*Exercise materials:*
Issue #163, opened 2021-12-29
Non-deterministic output starting in libbpf-cargo 0.8+


jyn514:
I tried the following:
```
$ cargo libbpf --version
cargo-libbpf-libbpf 0.7.2
$ cargo libbpf make
$ git add src
$ cargo libbpf make
$ git diff --stat # no output

$ cargo install libbpf-cargo
$ cargo libbpf --version
cargo-libbpf-libbpf 0.8.0
$ cargo libbpf make
$ git add src
$ cargo libbpf make
$ git diff
diff --git a/src/my_file.skel.rs b/src/my_file.skel.rs
index 9bd1e5d..43e3718 100644
--- a/src/my_file.skel.rs
+++ b/src/my_file.skel.rs
@@ -487,7 +487,7 @@ const DATA: &[u8] = &[
     0, 0, 0, 0, 0, 0, 208, 1, 0, 0, 0, 0, 0, 0, 64, 1, 0, 0, 4, 0, 155, 0, 0, 0, 8, 1, 1, 251, 14,
     13, 0, 1, 1, 1, 1, 0, 0, 0, 1, 0, 0, 1, 115, 114, 99, 47, 98, 112, 102, 0, 47, 117, 115, 114,
     47, 105, 110, 99, 108, 117, 100, 101, 47, 97, 115, 109, 45, 103, 101, 110, 101, 114, 105, 99,
-    0, 47, 116, 109, 112, 47, 46, 116, 109, 112, 70, 80, 118, 116, 74, 84, 47, 98, 112, 102, 0, 47,
+    0, 47, 116, 109, 112, 47, 46, 116, 109, 112, 57, 98, 80, 117, 48, 105, 47, 98, 112, 102, 0, 47,
     117, 115, 114, 47, 105, 110, 99, 108, 117, 100, 101, 47, 108, 105, 110, 117, 120, 0, 0, 117,
     100, 112, 95, 114, 111, 117, 116, 101, 46, 98, 112, 102, 46, 99, 0, 1, 0, 0, 105, 110, 116, 45,
     108, 108, 54, 52, 46, 104, 0, 2, 0, 0, 98, 112, 102, 95, 104, 101, 108, 112, 101, 114, 95, 100,
```

This makes it annoying to commit the generated file to git, since it will always be marked as out of date.

jyn514:
I've bisected this to 46ca228836ae9b4b2c8bd61a48ea58f0a303690f.

[...]

PR #168, opened 2022-01-03
libbpf-cargo: Make generated object files deterministic by not using a temporary directory for include headers

jyn514:
Clang includes the name of the directory where includes are stored in the `.debug_line` section of
the headers when debug info is enabled. Since the directory was randomly created on each new run,
that meant the object file varied randomly each time it was created.

This changes the directory name to be consistently in a subdirectory of `target/` instead.

Fixes https://github.com/libbpf/libbpf-rs/issues/163. Closes https://github.com/libbpf/libbpf-rs/pull/169.

Signed-off-by: Joshua Nelson <jnelson@cloudflare.com>

### DIFF
--- a/libbpf-cargo/src/build.rs
+++ b/libbpf-cargo/src/build.rs
@@ -6,7 +6,7 @@ use std::process::Command;
 use anyhow::{anyhow, bail, Context, Result};
 use regex::Regex;
 use semver::Version;
-use tempfile::TempDir;
+use tempfile::tempdir;
 
 use crate::metadata;
 use crate::metadata::UnprocessedObj;
@@ -46,12 +46,12 @@ fn extract_version(output: &str) -> Result<&str> {
 ///
 /// Directory and enclosed contents will be removed when return object is dropped.
 #[cfg(not(feature = "novendor"))]
-fn extract_libbpf_headers_to_disk() -> Result<Option<TempDir>> {
+fn extract_libbpf_headers_to_disk(target_dir: &Path) -> Result<Option<PathBuf>> {
     use std::fs::OpenOptions;
     use std::io::Write;
 
-    let tempdir = TempDir::new()?;
-    let dir = tempdir.path().join("bpf");
+    let parent_dir = target_dir.join("bpf").join("src");
+    let dir = parent_dir.join("bpf");
     fs::create_dir_all(&dir)?;
     for (filename, contents) in libbpf_sys::API_HEADERS.iter() {
         let path = dir.as_path().join(filename);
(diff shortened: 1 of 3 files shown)


jyn514:
Hmm, this makes it deterministic, but only on the same machine, if you change the name of the git directory or a different user clones and compiles the project, it will still change the generated output. I wonder if it makes more sense to omit debuginfo altogether ...

mimullin-bbry (approved):
+1

jyn514:
>  I wonder if it makes more sense to omit debuginfo altogether ...

I tried doing this and got a segfault (!!), I'm not sure what's going on there.

```diff
diff --git a/libbpf-cargo/src/build.rs b/libbpf-cargo/src/build.rs
index 2c55a8a..ecfaccf 100644
--- a/libbpf-cargo/src/build.rs
+++ b/libbpf-cargo/src/build.rs
@@ -125,8 +125,8 @@ fn compile_one(debug: bool, source: &Path, out: &Path, clang: &Path, options: &s
     if !options.is_empty() {
         cmd.args(options.split_whitespace());
     }
-    cmd.arg("-g")
-        .arg("-O2")
+    // cmd.arg("-g")
+        cmd.arg("-O2")
         .arg("-target")
         .arg("bpf")
         .arg("-c")
```

```
Compiling BPF objects
Generating skeletons
libbpf: BTF is required, but is missing or corrupted.
Segmentation fault
```

jyn514:
Ok, https://github.com/libbpf/libbpf-rs/pull/169 fixes this in more cases.

insearchoflosttime:
Thanks for your work on this, @jyn514. I personally like this fix better than [the one using `-ffile-prefix-map`](https://github.com/libbpf/libbpf-rs/pull/169); if we have a use case where we need to use the debug info in the future, this fix is more accommodating to that whereas using -ffile-prefix-map doesn't link to where the actual path of the headers is (and please correct me if this understanding is incorrect). What are your thoughts?

jyn514:
Hmm, I'm not sure how you would be able to get debug info out of the generated .o file - it's only used in the `.skel.rs` file, right? I'm having a hard time imagining how you would debug this in the Rust binary ... note that the debug info in the .o is completely unrelated to whether the rust code has debug symbols or not.

My only reluctance about using this version is that the original motivation in https://github.com/libbpf/libbpf-rs/issues/163 was to check the generated file into git, and this means that regenerating it on different machines will still give you different versions. But on the other hand that was true before 1.8.0 too and no one complained. So I'm ok with merging this one.

jyn514:
@insearchoflosttime I notice you haven't had time to add support for static linking yet - that's totally understandable, but would you be willing to make a release with this change in the meantime? That would let me update to a version of libbpf-sys with https://github.com/libbpf/libbpf-sys/pull/22.

insearchoflosttime:
@jyn514 The libbpf-rs release version was just updated and now includes the latest changes

jyn514:
@insearchoflosttime thank you so much!

PR #170, opened 2022-01-04
Allow local BPF programs to share one map FD without pinning it globally. 

thesw4rm:
Extracted part of reuse_pinned_maps to a new function "reuse_fd".


thesw4rm:
Solves #171

libbpf-rs/src/map.rs
```diff
@@ -61,15 +61,11 @@ impl OpenMap {
...
-        }
-
+    /**
+    * Reuse a map created within the same userspace process.
+    * To use maps across userspace processes, pin the map first and use "reuse_pinned_map".
+    */
+    pub fn reuse_fd(&self, fd: i32) -> Result<()> {
         let ret = unsafe { libbpf_sys::bpf_map__reuse_fd(self.ptr, fd) };
 
         // Always close `fd` regardless of if `bpf_map__reuse_fd` succeeded or failed
```
insearchoflosttime, line 71: I don't think we should be closing the file descriptor here. In the case of `reuse_pinned_map`, it made more sense to close the fd since we were opening the fd first with `bpf_obj_get`.

DevasiaThomas: Makes sense, since the ``fd`` in such a scenario should be closed by first owner or when it gets dropped. Nice catch @insearchoflosttime .
@thesw4rm thoughts/reasons otherwise?

thesw4rm: > I don't think we should be closing the file descriptor (on line 78) for the standalone `reuse_fd`. In the case of `reuse_pinned_map`, it made more sense to close the fd since we opened the fd first with `bpf_obj_get`.

Good point. I'll change the line to only close it within `reuse_pinned_map`. Why are we able to close the fd for the pinned map and still use that fd within the BPF program?

insearchoflosttime: > Why are we able to close the fd for the pinned map and still use that fd within the BPF program?

For the pinned map case, the fd isn't exposed outside the `reuse_pinned_map` function whereas in the non-pinned map case, the fd is able to be used outside the function.

thesw4rm: > > Why are we able to close the fd for the pinned map and still use that fd within the BPF program?
> 
> For the pinned map case, the fd isn't exposed outside the `reuse_pinned_map` function whereas in the non-pinned map case, the fd is able to be used outside the function.

Then how exactly does the userspace/BPF program use the pinned map if the fd is already closed/not available outside the function? Does userspace open a new stream to the map after reuse_pinned_map is called?

anakryiko: libbpf's bpf_map__reuse_fd() is doing dup3() internally and creates a new FD out of the one provided. So it's ok to close the original FD that was opened from BPF FS. When reusing map by FD directly, we don't own/control original FD, so we shouldn't close it.

thesw4rm: That makes sense thank you!

libbpf-rs/src/map.rs
```diff
@@ -61,6 +61,20 @@ impl OpenMap {
         unsafe { libbpf_sys::bpf_map__set_inner_map_fd(self.ptr, inner.fd()) };
     }
 
+    /**
+     * Reuse a map created within the same userspace process.
```
anakryiko, line 65: it doesn't have to be created within the userspace process, why these unnecessary and misleading details? Just something like "reuse provided BPF map FD instead of creating a new map" or something along those line would be more accurate.

You can get BPF map FD in many ways even if map wasn't created by your own process (e.g., look up by map ID, open from BPF FS, or even transfer FD over unix domain socket).

libbpf-rs/src/map.rs
```diff
@@ -61,6 +61,20 @@ impl OpenMap {
...
+     * To use maps across userspace processes, pin the map first and use "reuse_pinned_map".
```
anakryiko, line 66: and again, it's one of the ways, and it has nothing to do with `reuse_fd` API. I'm not sure doc comment on reuse_fd is the right place to explain all possible ways to share maps between processes, tbh.

libbpf-rs/src/map.rs
thesw4rm: I was trying to define the difference between `reuse_fd` and `reuse_pinned_map` in the comments to justify why I split some code from `reuse_pinned_map` into a new function.  What do you think would be the best way to do that, or is that not needed at all?

anakryiko: I think the name is pretty clear, one reuses by map FD, another reuses map pinned in BPF FS. If someone doesn't know about pinning, they'll have to learn concepts before being able to use this API, I don't think there is a short cut.

thesw4rm: Sounds good. I'll remove that doc comment then.

anakryiko (approved):
please squash all the commits into one and add your 

Signed-off-by: First Last <you@email.com>

thesw4rm:
> please squash all the commits into one and add your
> 
> Signed-off-by: First Last [you@email.com](mailto:you@email.com)

Squashing the commits I can do. Is the signed off part referring to GPG verification of a commit, or specifically put that in the commit message?

thesw4rm:
> > please squash all the commits into one and add your
> > Signed-off-by: First Last [you@email.com](mailto:you@email.com)
> 
> Squashing the commits I can do. Is the signed off part referring to GPG verification of a commit, or specifically put that in the commit message?

I did a force push to my repo by mistake lol. I'll make a completely new PR with all the changes in one commit.

PR #174, opened 2022-01-07
libbpf-cargo: __unnamed_ is unnecessary as a field prefix

mimullin-bbry:
Rust can have a field name be the same as the type.  __unnamed_ is
not necessary for unnamed unions, and harms readability


insearchoflosttime (approved):
LGTM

*Task directions:* The exact lines of the material above starting at the one that contains "I've bisected this" and ending at the one that contains "Clang includes the" are what to retype; leave out everything else.

*Answer:*
I've bisected this to 46ca228836ae9b4b2c8bd61a48ea58f0a303690f.

[...]

PR #168, opened 2022-01-03
libbpf-cargo: Make generated object files deterministic by not using a temporary directory for include headers

jyn514:
Clang includes the name of the directory where includes are stored in the `.debug_line` section of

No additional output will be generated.